In the reported case, different hypotheses can be raised to explain the presence of trisomy 7 mosaicism in intestine and skin fibroblasts, mUPD(7), SRS and HSCR: (1) HSCR may be fortuitous given its frequency, multifactorial inheritance and genetic heterogeneity. (2) An increased dosage of a nonimprinted gene due to trisomy 7 mosaicism in skin fibroblasts, resulting in SRS by an excess of an allele involved in growth inhibition and, in intestine, resulting in HSCR. In the intestine, the presence of trisomy 7 in nervous plexuses as well as in the epithelium or the connective and muscular tissues could account for this second hypothesis. (3) An abnormality of genomic imprinting, with either an absence of expression of a paternally active allele in disomic cells or an overexpression of specifically maternally expressed imprinted allele(s) in skin fibroblasts and intestine. In support of the latter, overexpression of certain GRB10 isoforms has been shown to inhibit tyrosine kinase activity, resulting in growth suppression and fetal CNS development inhibition.28, 37 In the present study, the absence of other anomalies of fetal CNS development could be explained either by intestinal-specific mosaicism and very low or absence of trisomy 7 mosaicism in other tissues or by tissue-specific imprinting differences. (4) SRS phenotype and HSCR could also result from trisomy 7 rescue by a combination of trisomy 7 mosaicism and genomic imprinting.

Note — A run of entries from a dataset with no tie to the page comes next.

PR #670, opened 2021-04-15
[QC-415] Set detector field in infologger

Barthelemy:
Set detector field in infologger in TaskRunner. It does not make sense to do it in the other Runners.
The IL contexts are also stored in the QCInfoLogger to reuse them when the config is changed.

### DIFF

As previously hypothesized,8, 15, 20, 28 this report suggests that the SRS phenotype observed in mUPD(7) patients might also result from an undetected low-level trisomy 7 mosaicism. In order to validate this hypothesis, we propose to perform an extensive conventional and molecular cytogenetic analysis not only in blood but also in skin fibroblasts every time mUPD(7) is observed.